3.2 [principaal geïntimeerde] heeft in het incidenteel appel de volgende grieven aangevoerd.
Grief A
De voorzieningenrechter is in rechtsoverweging 2.3 van het vonnis er ten onrechte van uitgegaan dat Rotaserve zich voornamelijk richt op onderhoud van pompen die zijn geproduceerd door Rodelta Pumps B.V., een zustervennootschap van Rotaserve.
In rechtsoverweging 2.4 heeft de voorzieningenrechter ten onrechte overwogen dat [A] de bewuste mailing naar zo’n 150 (voormalige) relaties heeft gestuurd.
Grief B
De voorzieningenrechter heeft ten onrechte in rechtsoverweging 4.9 – kort gezegd – geoordeeld dat de vordering van [principaal geïntimeerde] die ziet op het verbod voor Rotaserve om [A] tot 31 oktober 2010 op enigerlei wijze te betrekken bij de verkoop en/of aftersales van Netzsch-pompen in Nederland, moet worden afgewezen.
Grief C
Ten onrechte heeft de voorzieningenrechter overwogen dat de proceskosten worden gecompenseerd in die zin dat iedere partij de eigen kosten draagt.
4.1 Als enerzijds gesteld en anderzijds niet of onvoldoende betwist, staan vast de door de voorzieningenrechter vastgestelde feiten, met uitzondering van die in rechtsoverwegingen 2.3 en 2.4. Op grond van hetgeen verder is gesteld en niet of onvoldoende is weersproken, kunnen hieraan de volgende vaststaande feiten worden toegevoegd.
4.2 Op 1 december 2008 is [A] in dienst getreden van Rotaserve.

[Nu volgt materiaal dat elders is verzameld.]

PR #77, opened 2023-02-01
MariaDB syntax

DerekStride:
## What

Address some issues defined in #71

* Fixes for index keyword in column definition constraints
* Add some more options for tables options to support `COLLATE`, `DEFAULT CHARACTER SET` & `keyword_engine`.

```sql
    INDEX `parent`(pid),
    INDEX `range`(publication, published_at)
) DEFAULT CHARACTER SET utf8mb4 COLLATE `utf8mb4_unicode_ci` ENGINE = InnoDB;
```

@LeoniePhiline


LeoniePhiline:
LGTM, thank you so much!

The reformatted `test/corpus/create.txt` makes review a little difficult (better in a separate PR?), but I think I caught all the actual changes.

LeoniePhiline:
Could you also make `$.keyword_column` optional in https://github.com/DerekStride/tree-sitter-sql/blob/main/grammar.js#L660 ?

See also https://mariadb.com/kb/en/alter-table/ (`ADD [COLUMN] ...`)

To make:
image
work like:
image

LeoniePhiline:
Looking great!

image

image

In the long term it would be great if all character sets, all engines etc. could be imported and recognized as builtin. But that would need to be automated to be feasible...

Issue #76, opened 2023-01-31
generated files and workflows


dmfay:
We [need to check in the generated parser files](https://github.com/DerekStride/tree-sitter-sql/pull/59) to support downstream use, but that gets us into merge conflicts every time someone cuts a new branch before someone else lands theirs. It's only happened a few times so far, but if the pace picks up we should consider an action that can build those on pull requests and squash merge.

We could commit after build+test on the branch in progress, but that seems like a bit much.

DerekStride:
I've had a few ideas for options on how to handle the build artifacts:

1. I was thinking we can start tagging commits with version numbers and generate GitHub releases that will publish the parser files as artifacts/assets. [Example release for a rubygem](https://github.com/Faveod/ruby-tree-sitter/releases/tag/v0.20.6.2).

2. On merge into the main branch we can build them and push them to a separate branch (github pages style).

Both of these options can be automated with a Github actions workflow.

matthias-Q:
This would be great. The merge conflicts on the parser.c are really annoying.

DerekStride:
closed by #100

PR #80, opened 2023-02-01
feat: Optional `COLUMN` in `ALTER TABLE` for `ADD`, `CHANGE` and `DROP`

### LINKED ISSUE #78: Make `COLUMN` optional in  `ALTER TABLE t ADD`
I will try to prepare my own PR for this.

Make `$.keyword_column` optional in https://github.com/DerekStride/tree-sitter-sql/blob/main/grammar.js#L660 

See also  (`ADD [COLUMN] ...`):
- https://mariadb.com/kb/en/alter-table/
- https://dev.mysql.com/doc/refman/8.0/en/alter-table.html
- https://www.postgresql.org/docs/current/sql-altertable.html

To make:
image
work like:
image

LeoniePhiline:
Fixes #78

# Before
image

# After
image

# Noob check

I changed `grammar.js`, then ran `tree-sitter generate`. `src/` was updated. 
Did I do that correctly? I haven't worked with tree sitter grammars yet.

I also ran `tree-sitter build-wasm` and `tree-sitter playground` to verify the fix.

### DIFF
--- a/grammar.js
+++ b/grammar.js
@@ -660,7 +660,9 @@ module.exports = grammar({
 
     add_column: $ => seq(
       $.keyword_add,
-      $.keyword_column,
+      optional(
+        $.keyword_column,
+      ),
       optional($._if_not_exists),
       $.column_definition,
     ),
@@ -668,7 +670,9 @@ module.exports = grammar({
     alter_column: $ => seq(
       // TODO constraint management
       $.keyword_alter,
-      $.keyword_column,
+      optional(
+        $.keyword_column,
+      ),
       field('name', $.identifier),
       choice(
         seq(
@@ -703,7 +707,9 @@ module.exports = grammar({
 
     drop_column: $ => seq(
       $.keyword_drop,
-      $.keyword_column,
+      optional(
+        $.keyword_column,
+      ),
       optional($._if_exists),
       field('name', $.identifier),
     ),
--- a/src/grammar.json
+++ b/src/grammar.json
@@ -2953,8 +2953,16 @@
           "name": "keyword_add"
         },
         {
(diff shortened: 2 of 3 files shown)


DerekStride:
>  changed grammar.js, then ran tree-sitter generate. src/ was updated.

Yeah this is correct, we have #76 open to help address that. It creates a lot of merge conflicts e.g. I merged #77 so you'll have to rebase this branch and re-generate the files.

The only thing missing is a test, you can add the example from your screenshot to this file:

https://github.com/DerekStride/tree-sitter-sql/blob/main/test/corpus/alter.txt

Here's the official `tree-sitter test` [documention](https://tree-sitter.github.io/tree-sitter/creating-parsers#command-test) if you have any other questions, post them here and I'll be happy to help.

Optionally you can run `tree-sitter test --update` to have the the tool generate the s-expression for the test. It'll also do the auto-formatting on the other tests so you might want to separate the changes into 2 commits like I did in #77 if you go that route. It's sometimes helpful to use `git add -p test` to stage formatting changes in chunks before committing your changes.

matthias-Q:
@LeoniePhiline not sure about your setup, but I run multiplexed in multiple terminals a filewatcher like `watchexec -e txt,js make test` and in another terminal  my editor (neovim).

So as soon as I save a test or the grammar.js a new parser.c is generated and the tests are run. I also have another `watchexec` watching on a playground.sql with runs `watchexec -e sql tree-sitter parse playground.sql` in order to checkout. I found the wasm/browser interface a bit sluggish.

LeoniePhiline:
@DerekStride Rebased, added tests, and ready to merge! 🚀

PR #86, opened 2023-02-01
Add `unsigned int|integer`

### LINKED ISSUE #79: `UNSIGNED` is missing
Causing queries like this to fail:

```sql
SELECT CAST("1" AS UNSIGNED INTEGER);
```
_Example source: https://mariadb.com/kb/en/cast/ ._

Tree:

image

`'unsigned'` does not appear in `grammar.js` at all and should probably be a keyword and part of the numeric type declarations.

matthias-Q:
Fixes #79


DerekStride (approved):

grammar.js
```diff
@@ -197,6 +197,13 @@ module.exports = grammar({
     keyword_numeric: _ => make_keyword("numeric"),
     keyword_real: _ => choice(make_keyword("real"),make_keyword("float4")),
     keyword_float: _ => make_keyword("float"),
+    unsigned_integer: _ => seq(
+        make_keyword("unsigned"),
+        choice(
+            make_keyword("integer"),
+            make_keyword("int")
+        )
```
DerekStride, line 205: We already have a `keyword_int` to represent the choice of possible values. Could we use that here instead? Also, it might be good to have `unsigned` be a named node (e.g. `$.keyword_unsigned: _ => make_keyword("unsigned")`) 

```suggestion
        make_keyword("unsigned"),
        $.keyword_int,
```

LeoniePhiline:
Note that `UNSIGNED` not only applies to `INT`:

> Most numeric types can be defined as [...] UNSIGNED

https://mariadb.com/kb/en/numeric-data-type-overview/#signed-unsigned-and-zerofill

matthias-Q:
I will remove the `INT`. Looks like the usage of `UNSIGNED` is quite different for each dialect.

@DerekStride This was my first attempt, but while compiling the parser.c, I got an error that `$` was not found. I came across this issue a few months ago as well. Let me try again later.

grammar.js
```diff
@@ -197,6 +197,13 @@ module.exports = grammar({
     keyword_numeric: _ => make_keyword("numeric"),
     keyword_real: _ => choice(make_keyword("real"),make_keyword("float4")),
     keyword_float: _ => make_keyword("float"),
+    unsigned_integer: _ => seq(
```
DerekStride, line 200: Would it be this type of issue that causes `$` to raise saying it's not found?

```suggestion
    unsigned_integer: $ => seq(
```

matthias-Q:
Yes, that was the problem. Thanks!

DerekStride:
I've built on this PR in https://github.com/DerekStride/tree-sitter-sql/pull/88 to support some of the other syntax rules highlighted in https://github.com/DerekStride/tree-sitter-sql/pull/86#issuecomment-1413893890

DerekStride:
closed by #88 (commits included in that PR)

Rotaserve is een servicebedrijf dat zich richt op het onderhoud van pompen, waaronder pompen die zijn geproduceerd door Rodelta Pumps B.V., een zustervennootschap van Rotaserve.
4.3 [principaal geïntimeerde] heeft op 22 april 2009 de grosse van het kort geding vonnis betekend aan [A] en Rotaserve. Daarop heeft (de advocaat van) [A] op 27 april 2009 een lijst aan (de advocaat van) [principaal geïntimeerde] verstuurd met 172 adressanten aan wie de mailing is verstuurd. Voornoemde lijst heeft [A] ten behoeve van de mailing aan Rotaserve verstrekt.
4.4 [A] beschikt(e) niet over een door [principaal geïntimeerde] opgestelde klantenlijst en/of over een lijst met de speciaal door [principaal geïntimeerde] aan de pompen toegekende serienummers.
5. De motivering van de beslissing in hoger beroep
5.1 In deze zaak gaat het – kort gezegd – om het volgende. Op 1 december 2008 is [A] in dienst getreden bij Rotaserve. Voordien is [A] meer dan achttien jaren als technisch adviseur in dienst geweest bij [principaal geïntimeerde]. Na het in dienst treden heeft [A] een lijst met 172 namen en adressen van klanten van [principaal geïntimeerde] aan Rotaserve verstrekt. [A] en Rotaserve hebben medio december 2008 een mailing gestuurd naar deze adressaten waarin ondermeer wordt medegedeeld dat [A] vanaf 1 december 2008 werkzaam is voor Rotaserve. [principaal geïntimeerde] stelt dat Rotaserve door het versturen van een mailing aan klanten van [principaal geïntimeerde], welke namen en gegevens zij van [A] heeft ontvangen, onrechtmatig heeft gehandeld jegens [principaal geïntimeerde].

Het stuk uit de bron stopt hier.